PR #2058, opened 2023-03-14
RSDK-2310 add kinematic wheeled base struct

raybjork:
This PR introduces the `kinematicWheeledBase` struct which will exist to augment existing wheeled bases by implementing the `InputEnabled` and `ModelFramer` interfaces.  This PR adds the struct that implements both, but the functions associated with `InputEnabled` are lefts as stubs and will be completed with RSDK-2311


components/base/wheeled/wheeled_base.go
·····
*Problem*:
Write out every record, exactly as written.

*Response area*:
PR #2058, opened 2023-03-14
RSDK-2310 add kinematic wheeled base struct

raybjork:
This PR introduces the `kinematicWheeledBase` struct which will exist to augment existing wheeled bases by implementing the `InputEnabled` and `ModelFramer` interfaces.  This PR adds the struct that implements both, but the functions associated with `InputEnabled` are lefts as stubs and will be completed with RSDK-2311


components/base/wheeled/wheeled_base.go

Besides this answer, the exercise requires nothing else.